We had been talking about the masters who had achieved but a single masterpiece—the artists and poets who but once in their lives had known the divine afflatus and touched the high level of perfection. Our host had been showing us a charming little cabinet picture by a painter whose name we had never heard, and who, after this single spasmodic bid for fame, had apparently relapsed into obscurity and mediocrity. There was some discussion as to the frequency of this phenomenon; during which, I observed, H– sat silent, finishing his cigar with a meditative air, and looking at the picture which was being handed round the table. “I don’t know how common a case it is,” he said at last, “but I have seen it. I have known a poor fellow who painted his one masterpiece, and”—he added with a smile—“he didn’t even paint that. He made his bid for fame and missed it.” We all knew H– for a clever man who had seen much of men and manners, and had a great stock of reminiscences. Some one immediately questioned him further, and while I was engrossed with the raptures of my neighbour over the little picture, he was induced to tell his tale.

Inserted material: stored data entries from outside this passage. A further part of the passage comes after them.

PR #978, opened 2024-11-09
Added a new helm parameter controllers.vdbMaxBackoffDuration

cchen-vertica:
This PR introduces a new Helm parameter, controllers.vdbMaxBackoffDuration, to address the requeue-hang issue in revive_db. This parameter allows us to set a maximum requeue duration for the VDB controller, providing more control over the requeue behavior.


pkg/opcfg/config.go
```diff
@@ -375,3 +375,13 @@ func getStackTrace() zap.Option {
 	}
 	return zap.AddStacktrace(zapcore.LevelEnabler(lvl))
 }
+
+// GetVdbMaxBackoffDuration returns maximum backoff requeue duration in milliseconds for vdb controller
+func GetVdbMaxBackoffDuration() int {
+	duration := lookupIntEnvVar("VDB_MAX_BACKOFF_DURATION", envCanNotExist)
+	if duration == 0 {
```
HaoYang0000, line 382: If we set the value VDB_MAX_BACKOFF_DURATION=0, should we expect 0ms duration?

cchen-vertica: Yes, we do expect 0ms duration. I will change this one to "<0".

pkg/opcfg/config.go
```diff
@@ -378,10 +378,15 @@ func getStackTrace() zap.Option {
 
 // GetVdbMaxBackoffDuration returns maximum backoff requeue duration in milliseconds for vdb controller
 func GetVdbMaxBackoffDuration() int {
-	duration := lookupIntEnvVar("VDB_MAX_BACKOFF_DURATION", envCanNotExist)
-	if duration == 0 {
+	const envName = "VDB_MAX_BACKOFF_DURATION"
+	duration := lookupStringEnvVar(envName, envCanNotExist)
```
roypaulin, line 382: Why not use `lookupIntEnvVar`? If the issue is the default value, maybe we can change this to `lookupStringEnvVar(envName string, mustExist bool, defaultValue int)`?

cchen-vertica: `lookupIntEnvVar` returns 0 when it cannot find the env var which cannot differentiate the case with user input 0. I don't want to update `lookupIntEnvVar` too much since it's called in many other places.

pkg/opcfg/config.go
```diff
@@ -375,3 +375,18 @@ func getStackTrace() zap.Option {
...
+func GetVdbMaxBackoffDuration() int {
+	const envName = "VDB_MAX_BACKOFF_DURATION"
+	duration := lookupStringEnvVar(envName, envCanNotExist)
+	if duration == "" {
+		// Default value is 1000ms
+		return 1000
+	}
+	valInt, err := strconv.Atoi(duration)
+	if err != nil || valInt < 0 {
+		dieIfNotValid(envName)
```
roypaulin, line 389: You should return the default value in this case too. see lookupIntEnvVar. Also use a constant for the default value.

cchen-vertica: `lookupIntEnvVar` doesn't return any value when err != nil (dieIfNotValid() will exit the process).  I think if the user provided the wrong value, the operator should exit and tell them their value isn't acceptable. We shouldn't replace their wrong value with a default value.

If the default value occurred more than once in the code, I will use a constant value, but it didn't so I just use a literal constant.

roypaulin (approved):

If I were to doubt whether it would bear repeating, I should only have to remember how that charming woman, our hostess, who had left the table, ventured back in rustling rose-colour to pronounce our lingering a want of gallantry, and, finding us a listening circle, sank into her chair in spite of our cigars, and heard the story out so graciously that, when the catastrophe was reached, she glanced across at me and showed me a tear in each of her beautiful eyes.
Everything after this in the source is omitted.